As someone who used software on the PC, including many applications such as UR mentioned here, for many years, before switching most though not all my work to the Mac, I don’t think there’s evidence of generalised developer slackness of effort or inspiration, or weakened customer demand, on either platform. It’s just that some Mac programmes are better for certain tasks, whilst some Windows programmes are better for others.

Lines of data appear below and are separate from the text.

Issue #103, opened 2017-03-21
Add example syntax to -h command


loyaltyarm:
When using `sudo micromdm serve -h`, there is no example syntax given. This would be helpful to see outside of the specific example in the quickstart, simply because some commands use a `=` sign and some do not. Feel free to close if too trivial, but an example would be where a particular user is using `.pem` and not `.p12`.

groob:
`=` is optional for every flag. 

The way it works is `-flag=value` or `-flag value`. 
But there are defaults for each. 
For example, with a boolean value, you have the option of:

- omitting it: will default to whatever the `-h` flag says. 
- using the short version, `-flag`, which would set it to true, or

Horses for courses…
H
Posted by rogbar
Sep 2, 2010 at 06:34 PM
And strokes for folks.
Having used pretty much every information manager in my Windows decades, only Ecco Pro had more capabilities than I needed. All the others - OneNote, Evernote, Zoot, UltraRecall, even Lotus Agenda - paled by comparison - for me. Since I’ve gone to Mac, I have found that the combination of OmniOutliner and DevonThink pretty much covered my bases dependably and reliably.
I agree that DT isn’t eye candy. But it’s by no means ugly (as, alas, I find Zoot to be). It was clearly designed to be industrial-strength, rock-solid and bullet-proof. I’ve yet to crash it or even make it burp. The combination of nested folders (which some programs like Yojimbo amazingly don’t have), and tagging, the terrific AI features, and - most importantly for me - the Replicate function, mean that I can organize my stuff any way I want, look at my data in different ways, and make connections I might not have known existed. I use it a lot and feel I’ve still only scratched the surface of what this remarkable program can do. I respect anyone who tries it and rejects it - but I’m a big fan.